--- EXERCISE DIRECTIONS ---
Return the following from the records below: each line, word for word, starting with the line that contains "The doc string is not up to date." and going on through the line that contains "i have done the following in my PR #285", with nothing outside that range.

--- EXTRACTED RECORDS ---
<<<<

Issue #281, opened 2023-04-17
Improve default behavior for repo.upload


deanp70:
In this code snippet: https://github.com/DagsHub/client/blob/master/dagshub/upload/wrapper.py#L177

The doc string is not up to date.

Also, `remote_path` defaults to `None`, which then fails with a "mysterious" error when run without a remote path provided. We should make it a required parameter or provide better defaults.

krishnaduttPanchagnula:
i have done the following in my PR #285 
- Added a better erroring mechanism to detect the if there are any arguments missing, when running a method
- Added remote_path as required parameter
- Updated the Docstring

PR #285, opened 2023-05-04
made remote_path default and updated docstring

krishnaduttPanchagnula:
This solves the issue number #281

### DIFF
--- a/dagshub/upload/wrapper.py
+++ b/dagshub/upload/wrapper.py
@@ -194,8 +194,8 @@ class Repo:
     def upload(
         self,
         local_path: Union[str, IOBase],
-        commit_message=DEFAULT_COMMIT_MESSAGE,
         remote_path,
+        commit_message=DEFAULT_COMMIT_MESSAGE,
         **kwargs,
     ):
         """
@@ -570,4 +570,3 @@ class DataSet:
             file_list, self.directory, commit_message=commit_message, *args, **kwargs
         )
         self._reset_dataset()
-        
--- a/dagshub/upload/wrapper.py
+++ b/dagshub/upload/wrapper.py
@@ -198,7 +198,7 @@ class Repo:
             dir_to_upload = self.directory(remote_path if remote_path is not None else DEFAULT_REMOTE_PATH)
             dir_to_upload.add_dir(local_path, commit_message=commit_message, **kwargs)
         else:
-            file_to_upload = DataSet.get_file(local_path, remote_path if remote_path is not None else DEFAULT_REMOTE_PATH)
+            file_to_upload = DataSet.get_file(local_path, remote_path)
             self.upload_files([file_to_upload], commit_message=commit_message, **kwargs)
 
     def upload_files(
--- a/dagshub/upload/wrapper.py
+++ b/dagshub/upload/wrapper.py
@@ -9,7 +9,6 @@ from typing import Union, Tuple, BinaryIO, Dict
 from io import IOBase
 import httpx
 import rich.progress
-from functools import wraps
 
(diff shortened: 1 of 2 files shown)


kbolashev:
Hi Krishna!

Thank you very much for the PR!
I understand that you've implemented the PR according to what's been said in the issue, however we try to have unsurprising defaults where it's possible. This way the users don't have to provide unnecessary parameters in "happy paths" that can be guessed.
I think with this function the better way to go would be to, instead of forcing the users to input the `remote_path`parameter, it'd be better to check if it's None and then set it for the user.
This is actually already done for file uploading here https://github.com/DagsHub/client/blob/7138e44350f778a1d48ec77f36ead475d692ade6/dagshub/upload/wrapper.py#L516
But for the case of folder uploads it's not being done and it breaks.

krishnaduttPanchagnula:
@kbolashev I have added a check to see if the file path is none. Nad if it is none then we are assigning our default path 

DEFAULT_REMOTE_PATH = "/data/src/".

>>>>
<<<<

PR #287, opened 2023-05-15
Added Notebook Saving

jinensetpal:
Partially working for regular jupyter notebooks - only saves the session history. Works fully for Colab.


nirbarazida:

>>>>

--- EXERCISE RESPONSE ---
The doc string is not up to date.

Also, `remote_path` defaults to `None`, which then fails with a "mysterious" error when run without a remote path provided. We should make it a required parameter or provide better defaults.

krishnaduttPanchagnula:
i have done the following in my PR #285 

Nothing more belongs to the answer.